[DATA TO EXAMINE Boundary: Start]

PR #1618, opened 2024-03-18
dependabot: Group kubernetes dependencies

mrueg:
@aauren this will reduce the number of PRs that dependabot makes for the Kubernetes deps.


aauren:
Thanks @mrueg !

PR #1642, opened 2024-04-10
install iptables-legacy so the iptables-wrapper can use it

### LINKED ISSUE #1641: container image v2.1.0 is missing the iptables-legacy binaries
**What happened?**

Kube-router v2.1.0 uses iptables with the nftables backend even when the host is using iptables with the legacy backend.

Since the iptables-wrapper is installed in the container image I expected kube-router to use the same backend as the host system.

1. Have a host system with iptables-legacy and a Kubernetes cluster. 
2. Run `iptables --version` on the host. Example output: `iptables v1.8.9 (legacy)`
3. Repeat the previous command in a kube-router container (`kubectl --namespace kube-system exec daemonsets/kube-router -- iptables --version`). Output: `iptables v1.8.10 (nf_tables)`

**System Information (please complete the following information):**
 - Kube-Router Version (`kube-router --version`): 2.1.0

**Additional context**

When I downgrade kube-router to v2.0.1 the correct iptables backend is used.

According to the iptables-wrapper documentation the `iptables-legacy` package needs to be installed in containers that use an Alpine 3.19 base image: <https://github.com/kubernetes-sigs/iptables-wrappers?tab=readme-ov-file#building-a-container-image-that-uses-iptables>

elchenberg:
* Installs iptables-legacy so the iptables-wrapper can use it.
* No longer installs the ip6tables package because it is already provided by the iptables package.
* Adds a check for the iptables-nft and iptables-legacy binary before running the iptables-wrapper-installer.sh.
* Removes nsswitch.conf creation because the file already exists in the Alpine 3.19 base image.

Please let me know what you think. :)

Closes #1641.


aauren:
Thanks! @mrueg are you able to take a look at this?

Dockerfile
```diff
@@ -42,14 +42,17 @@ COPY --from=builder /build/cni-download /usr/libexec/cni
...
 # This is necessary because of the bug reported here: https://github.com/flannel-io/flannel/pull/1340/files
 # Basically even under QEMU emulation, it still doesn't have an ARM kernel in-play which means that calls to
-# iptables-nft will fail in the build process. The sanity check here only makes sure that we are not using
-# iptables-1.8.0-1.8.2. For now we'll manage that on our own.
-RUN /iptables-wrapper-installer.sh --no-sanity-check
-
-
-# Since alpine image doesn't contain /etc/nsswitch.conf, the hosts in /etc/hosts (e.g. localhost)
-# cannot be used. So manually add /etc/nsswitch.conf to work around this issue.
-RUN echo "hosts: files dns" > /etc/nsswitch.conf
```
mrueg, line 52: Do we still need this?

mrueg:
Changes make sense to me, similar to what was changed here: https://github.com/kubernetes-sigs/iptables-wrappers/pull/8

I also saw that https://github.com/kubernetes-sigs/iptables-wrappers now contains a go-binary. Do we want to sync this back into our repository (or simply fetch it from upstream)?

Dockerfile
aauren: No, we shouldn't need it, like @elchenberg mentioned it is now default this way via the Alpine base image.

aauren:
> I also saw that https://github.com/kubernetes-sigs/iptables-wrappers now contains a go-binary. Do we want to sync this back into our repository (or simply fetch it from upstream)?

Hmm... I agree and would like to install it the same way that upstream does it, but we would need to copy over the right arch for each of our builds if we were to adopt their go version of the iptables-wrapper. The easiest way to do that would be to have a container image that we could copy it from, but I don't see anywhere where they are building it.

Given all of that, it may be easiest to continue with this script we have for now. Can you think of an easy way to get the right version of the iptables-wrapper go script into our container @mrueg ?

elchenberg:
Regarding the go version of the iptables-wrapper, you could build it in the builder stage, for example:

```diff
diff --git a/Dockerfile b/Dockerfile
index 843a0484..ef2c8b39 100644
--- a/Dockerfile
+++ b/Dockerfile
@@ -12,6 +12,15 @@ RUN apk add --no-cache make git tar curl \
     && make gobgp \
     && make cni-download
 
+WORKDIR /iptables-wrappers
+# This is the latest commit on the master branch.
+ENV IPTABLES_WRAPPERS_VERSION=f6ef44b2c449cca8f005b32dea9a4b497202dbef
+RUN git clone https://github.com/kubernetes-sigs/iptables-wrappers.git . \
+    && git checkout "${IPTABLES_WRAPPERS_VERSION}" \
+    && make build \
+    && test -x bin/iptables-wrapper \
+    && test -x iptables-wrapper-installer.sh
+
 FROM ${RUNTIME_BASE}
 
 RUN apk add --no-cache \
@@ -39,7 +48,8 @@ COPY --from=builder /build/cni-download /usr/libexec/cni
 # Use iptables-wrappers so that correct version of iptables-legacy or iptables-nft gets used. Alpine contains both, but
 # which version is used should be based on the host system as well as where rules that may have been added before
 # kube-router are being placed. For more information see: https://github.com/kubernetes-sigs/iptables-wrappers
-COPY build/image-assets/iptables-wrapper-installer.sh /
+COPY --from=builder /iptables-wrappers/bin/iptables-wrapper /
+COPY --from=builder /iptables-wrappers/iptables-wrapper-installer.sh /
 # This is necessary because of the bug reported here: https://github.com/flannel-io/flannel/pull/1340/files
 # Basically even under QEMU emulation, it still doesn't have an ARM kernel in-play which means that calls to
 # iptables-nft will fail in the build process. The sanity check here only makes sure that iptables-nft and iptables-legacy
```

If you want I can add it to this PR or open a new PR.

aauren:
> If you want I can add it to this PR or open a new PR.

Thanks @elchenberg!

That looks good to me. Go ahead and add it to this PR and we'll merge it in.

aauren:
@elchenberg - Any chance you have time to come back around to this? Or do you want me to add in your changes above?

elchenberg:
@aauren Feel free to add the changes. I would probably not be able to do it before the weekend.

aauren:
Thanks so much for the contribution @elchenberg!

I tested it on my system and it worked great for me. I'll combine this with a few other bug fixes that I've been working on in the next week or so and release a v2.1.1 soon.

[DATA TO EXAMINE Boundary: End]

● **PROBLEM DESCRIPTION**:
Go through the lines of the material, counting those with the word "Thanks"; afterward give only the total.

● **RESULT**:
4